▶ [Required action]: Repeat the data below exactly, with every entry included.

*** Data supplied ***

PR #999, opened 2024-05-28
Allocate more memory for the Orchestrator cache task

damien-urruty-sonarsource:


kirill-knize-sonarsource (approved):
LGTM. Let's see if it will help with OOM problem.

PR #1000, opened 2024-05-28
SLCORE-824: Remove ProtBuf in OSGi

thahnen:
Starting with SLE 10.3, issue tracking/matching is moved to SLCORE. Therefore, persistence on the IDE side based on ProtoBuf is no longer necessary.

***

▶ [Solution to the problem]:
PR #999, opened 2024-05-28
Allocate more memory for the Orchestrator cache task

damien-urruty-sonarsource:


kirill-knize-sonarsource (approved):
LGTM. Let's see if it will help with OOM problem.

PR #1000, opened 2024-05-28
SLCORE-824: Remove ProtBuf in OSGi

thahnen:
Starting with SLE 10.3, issue tracking/matching is moved to SLCORE. Therefore, persistence on the IDE side based on ProtoBuf is no longer necessary.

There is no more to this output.